# Trailer lights troubleshooting.. Need help tried everything



## JustJoe (Mar 20, 2014)

Hello all

Please help. I can not figure this out.. My tow vehicle is a 98 jeep cherokee XJ. My trailer has a tilt. I installed new pre wired non led lights and a new coupler. I used a T connector to tap into the jeeps wiring without splicing it. 

My lights stay on when the trailer is not hitched but as soon as I lift it and lock it to the ball they go out. 

I have cleaned the ball socket on the coupler, the tilt joint on the trailer, all the grounding points have been resanded with new bolts installed. 

I tried running a ground from the trailer to the jeep, I tapped into the lights and grounded the t connection to the jeep. I ran a temporary ground to all the lights and then to the ground on the trailer near the coupling but not to it. I even drove the trailer around the block a few times hoping it would work

I'm really stumped here.


----------



## huntinfool (Mar 20, 2014)

Usually on a tilt trailer the tilt joint doesn't support a sufficient ground. 
However it seems that you ran a ground from the jeep to each light and it still failed? 
Where do you have the T1 grounded? 
If you have a sufficient ground on the T1 and a ground run to each light and it goes out when the ball touches the coupler? 
When you say you ran a ground to each light, do you mean a wire from the T1 to each light with a wire or grounded each light to the trailer?
My initial suggestion is if you are not using the tilt function, take a wire and ground the tongue to the frame at the tilt joint. That should help establish a solid ground. Also if the trailer is all bolted together vs. welded, there may be some corrosion between each piece. A ground wire between the frame and the tail light bracket may be necessary. 
Can you take a picture of the trailer? 
I do this for a living, but need some more info to help.


----------



## lckstckn2smknbrls (Mar 20, 2014)

Have you tried hitching the trailer to a different tow vehicle or a different trailer to your Jeep?


----------



## JustJoe (Mar 21, 2014)

[url=https://www.tinboats.net/forum/viewtopic.php?p=345669#p345669 said:


> huntinfool » 20 Mar 2014, 21:34[/url]"]Usually on a tilt trailer the tilt joint doesn't support a sufficient ground.
> However it seems that you ran a ground from the jeep to each light and it still failed?
> 
> Where do you have the T1 grounded? About 6" from the T to a grounding point on the body in the truck
> ...


----------



## JustJoe (Mar 21, 2014)

[url=https://www.tinboats.net/forum/viewtopic.php?p=345675#p345675 said:


> lckstckn2smknbrls » 20 Mar 2014, 22:02[/url]"]Have you tried hitching the trailer to a different tow vehicle or a different trailer to your Jeep?

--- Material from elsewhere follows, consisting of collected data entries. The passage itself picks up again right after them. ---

PR #6888, opened 2024-09-19
fix(fragment): fix NULL pointer access

stachurr:
_Ready_

If called with a lv_fragment_manager_t which has no attached lv_fragment_t's, the LV_LL_READ_BACK() macro will set the pointer to null. This was immediately followed by a dereference.

Now a warning is logged followed by a return of false.

### DIFF
--- a/src/others/fragment/lv_fragment_manager.c
+++ b/src/others/fragment/lv_fragment_manager.c
@@ -188,6 +188,10 @@ bool lv_fragment_manager_send_event(lv_fragment_manager_t * manager, int code, v
     LV_ASSERT_NULL(manager);
     lv_fragment_managed_states_t * p = NULL;
     LV_LL_READ_BACK(&manager->attached, p) {
+        if(!p) {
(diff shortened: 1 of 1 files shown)


kisvegabor (approved):

liamHowatt (commented):
Hi, I don't think the loop will ever be entered if `p` is `NULL`.

`LV_LL_READ_BACK` is a macro defined as this:
```c
#define LV_LL_READ_BACK(list, i) for(i = lv_ll_get_tail(list); i != NULL; i = lv_ll_get_prev(list, i))
```

Is this a problem that you encountered while testing or is it just speculation?

stachurr:
Hi, this was a problem I actively encountered.

kisvegabor:
Can you test with a debugger how is can be `NULL`?

stachurr:
I can't seem to replicate the issue. I must have been doing something wildly wrong to cause that before. I have changed a lot since then. Sorry for wasting your time.

PR #6906, opened 2024-09-22
 adds script to create lvgl_private.h

kdschlosser:
I also added in a test to check the validity of the includes in the event a private header is removed or added.
 I also updated lvgl_private.h because it was missing 5 private header files.


.github/workflows/verify_private_header.yml
```diff
@@ -0,0 +1,22 @@
...
+      - name: Checkout
+        uses: actions/checkout@v4
+        with:
+          persist-credentials: false
+          fetch-depth: 0
+      - name: Setup Python
+        uses: actions/setup-python@v5
+        with:
+          python-version: 3.7
+      - name: Verify lvgl_private.h
```
kisvegabor, line 20: How will it make the CI fail if `lvgl_private.h` was updated? See the code formatter as a [reference](https://github.com/lvgl/lvgl/blob/master/.github/workflows/check_style.yml#L31)

kdschlosser: if a private header is added and the lvgl_private.h file doesn't have the new header file added or of a private header file is removed but it is not removed from lvgl_private.h

as an example. the main branch has 5 private headers that are not in the lvgl_private.h file. it is being overlooked to add/remove from that file.

kisvegabor: I see, but I can't see anything in this CI action which check for a return value and tells job to fail. It runs, modifies some files and returns.

kdschlosser: the action runs a python script and if you look here you can see it raises an error if the existing private header file doesn't have the same contents as what the new header file would have...

https://github.com/lvgl/lvgl/blob/d27f044a183cc8eb8127ba5d08cd156bb9a5ab44/scripts/generate_private_header.py#L84

kdschlosser: It doesn't have to specifically check for a failure. If anything that runs returns a non zero it automatically will trigger a build failure.

src/lvgl_private.h
```diff
@@ -2,6 +2,12 @@
  * @file lvgl_private.h
  *
  */
+ 
+/*
+ *                            DO NOT EDIT
```
kisvegabor, line 7:
```suggestion
 *  DO NOT EDIT
```

.github/workflows/verify_private_header.yml
kisvegabor: Got it, thank you!

src/lvgl_private.h
kdschlosser: I didn't want to fix that if you are not going to use the PR. if you are then I will spend the time to fix it. 😛

kisvegabor: I'm ok with adding this PR :slightly_smiling_face:

kdschlosser: OK then I will fix the formatting error.

liamHowatt (commented):
Careful, this PR will undo #6418

Maybe there can be a list of exceptions to filter out in the python script?

kisvegabor:
> Maybe there can be a list of exceptions to filter out in the python script?

It's a little bit hacky, but probably good enough solution for now.

kdschlosser:
the only place private header files should be included are in the source file. They should not be included in ANY LVGL header file. The only purpose lvgl_private.h serves is to be used in bindings where the size of structures and the fields in structures needs to be known in order to generate the binding code. lvgl_private.h should not be included anywhere in LVGL.

kisvegabor:
@liamHowatt @FASTSHIFT can we reiterate on whether `lv_freetype_private.h` can be added to `lvgl_private.h`. Reading https://github.com/lvgl/lvgl/pull/6418 again I'm not entirely sure what the original problem was.

liamHowatt:
If I recall correctly, `lv_freetype_private.h` included `ft2build.h` which caused some error, but it's under `LV_USE_FREETYPE` so I think it's fine if `LV_USE_FREETYPE` is not enabled. The same applies for `lv_windows_input_private.h`. I can't see anything wrong either :+1:

FASTSHIFT:
> @liamHowatt @FASTSHIFT can we reiterate on whether `lv_freetype_private.h` can be added to `lvgl_private.h`. Reading #6418 again I'm not entirely sure what the original problem was.

How about we rename lv_freetype_private.h to lv_freetype_internal.h so that the script does not match the name.
As for why it is not recommended to expose lv_freetype_private.h to users, it is because the compilation system only exposes freetype targets to LVGL, and does not expose freetype to upper layer applications that use LVGL. Avoid exposing freetype macros and functions to user space to avoid contamination.

cc @liamHowatt

src/lvgl_private.h
```diff
@@ -15,93 +21,98 @@ extern "C" {
...
-#include "core/lv_obj_draw_private.h"
-#include "core/lv_obj_class_private.h"
-#include "core/lv_group_private.h"
-#include "core/lv_obj_event_private.h"
-#include "misc/lv_timer_private.h"
+#include "indev/lv_indev_private.h"
+#include "layouts/lv_layout_private.h"
+#include "libs/barcode/lv_barcode_private.h"
+#include "libs/ffmpeg/lv_ffmpeg_private.h"
+#include "libs/freetype/lv_freetype_private.h"
```
FASTSHIFT, line 57: Rename file `lv_freetype_private.h` -> `lv_freetype_internal.h`, bypassing named matching.

FASTSHIFT (changes requested):

kisvegabor:
@FASTSHIFT So it would look like:
- `lv_*.h`: public headers
- `lv_*_private.h`: for LVGL developers
- `lv_*_internal.h`: for LVGL only, never exposed

I feel like it's not so intuitive. What about `lv_feetype_build.h`? I found some none build related structs and functions there as well. Maybe they could go to a different header?

FASTSHIFT:
> @FASTSHIFT So it would look like:
> 
> * `lv_*.h`: public headers
> * `lv_*_private.h`: for LVGL developers
> * `lv_*_internal.h`: for LVGL only, never exposed
> 
> I feel like it's not so intuitive. What about `lv_feetype_build.h`? I found some none build related structs and functions there as well. Maybe they could go to a different header?

At present, `lv_freetype_private.h` is mainly used to refer to freetype headers and to store internal data structures (often also referring to freetype defined data structures) and macro definitions. There is no real point for users to use these apis, and I can't think of a reason to open these things up to users.

I still recommend using the `lv_freetype_internal.h` scheme to distinguish usage permissions.

kisvegabor:
I feel like `internal` and `private` are too similar. Anyway I have no better idea ether, so lets go for `internal`. It's not a practice, but something that we can judge case by case.

PR #7256, opened 2024-11-07
fix(sw_blend): only assign to mask_stride when it is initialized

pfvogel:
In the various lv_draw_sw_blend_to_*.c files, an assignment is made to the mask_stride variable but for some calls to these functions, the variable has not been initialized.  Change the code to defer the assignment to the paths where the mask_stride has been initialized.

This issue was detected by a static code analysis tool, but it is sort of a "false positive".  The paths that do not initialize mask_stride do not use it either, so the "garbage" value of mask_stride did not affect the operation of the code. 

An alternative simpler fix would be to always initialize "mask_stride" in the lv_draw_sw_blend() routine, so that it has a non-garbage value for all paths for the code.

### DIFF
--- a/src/draw/sw/blend/lv_draw_sw_blend_to_al88.c
+++ b/src/draw/sw/blend/lv_draw_sw_blend_to_al88.c
@@ -200,7 +200,6 @@ void LV_ATTRIBUTE_FAST_MEM lv_draw_sw_blend_color_to_al88(lv_draw_sw_blend_fill_
     int32_t h = dsc->dest_h;
     lv_opa_t opa = dsc->opa;
     const lv_opa_t * mask = dsc->mask_buf;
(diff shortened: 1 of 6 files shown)


kisvegabor:
>  An alternative simpler fix would be to always initialize "mask_stride" in the lv_draw_sw_blend() routine, so that it has a non-garbage value for all paths for the code.

I'd rather go for it instead of inserting a lot of these extra lines.

> This issue was detected by a static code analysis tool, but it is sort of a "false positive". The paths that do not initialize mask_stride do not use it either, so the "garbage" value of mask_stride did not affect the operation of the code.

As we don't actively use a static code analyzer now, I'm sure that there are several similar issues. So are there "true positive" issues reported as well?  :slightly_smiling_face:

PR #7266, opened 2024-11-09
fix(init): remove double call to lv_draw_sw_deinit

antonio-pasini:
Calling lv_deinit() with LV_USE_DRAW_SW= 1, LV_DRAW_SW_COMPLEX = 1 and LV_USE_OS = LV_OS_FREERTOS will end up calling lw_draw_sw_deinit() twice (cfr. lv_init.c, lines367 and lines 407); this makes the mutex deinit fail, because the lv_mutex_delete() is not checking for pxMutex->xIsInitialized being already pdFALSE.

### DIFF
--- a/src/lv_init.c
+++ b/src/lv_init.c
@@ -384,10 +384,6 @@ void lv_deinit(void)
     lv_span_stack_deinit();
 #endif
 
-#if LV_USE_DRAW_SW
-    lv_draw_sw_deinit();
-#endif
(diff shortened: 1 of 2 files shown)


liamHowatt (approved):
Good catch. It really is called twice. It was a good decision to remove the earlier one, IMO

FASTSHIFT (approved):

 Uhaul trailer worked fine with the jeep


----------



## huntinfool (Mar 21, 2014)

Looks like a mostly bolted together trailer. 
Make a jumper at the tilt joint. 
Also do you have a test light? Clamp the ground end to the bolt that mounts the light and then probe the running light. If you do not get power then you probably have a break in the ground. You can run a ground wire from the tongue to each light and that should correct your problem. Or you van make a jumper between each bolted on part. 

Hope this helps.


----------



## JustJoe (Mar 21, 2014)

[url=https://www.tinboats.net/forum/viewtopic.php?p=345700#p345700 said:


> huntinfool » 21 Mar 2014, 06:21[/url]"]Looks like a mostly bolted together trailer.
> Make a jumper at the tilt joint.
> Also do you have a test light? Clamp the ground end to the bolt that mounts the light and then probe the running light. If you do not get power then you probably have a break in the ground. You can run a ground wire from the tongue to each light and that should correct your problem. Or you van make a jumper between each bolted on part.
> 
> Hope this helps.



No it's a welded trailer. The tilt is the only major thing bolted. I'll test light it this evening.


----------



## SumDumGuy (Mar 21, 2014)

easiest thing to do would be to get a DMM and start measuring continuity and voltage.
I prefer Fluke, but you can get a perfectly functional meter at harbor freight for about 6 bucks.






On sale for $5.49 (don't forget the 25% off coupon and get it for less than a Lincoln).




https://www.harborfreight.com/7-function-multimeter-98025.html


----------



## JustJoe (Mar 22, 2014)

Thanks all. One side marker light needed to be grounded to the tongue. Everything works now


----------



## doc1976 (Mar 22, 2014)

It's almost always a ground problem


----------



## JustJoe (Mar 22, 2014)

[url=https://www.tinboats.net/forum/viewtopic.php?p=345905#p345905 said:


> doc1976 » 22 Mar 2014, 21:56[/url]"]It's almost always a ground problem



Figured it out using a set of jumper cables until the lights came on. One end to the light the other till the lights came on, :LOL2:


----------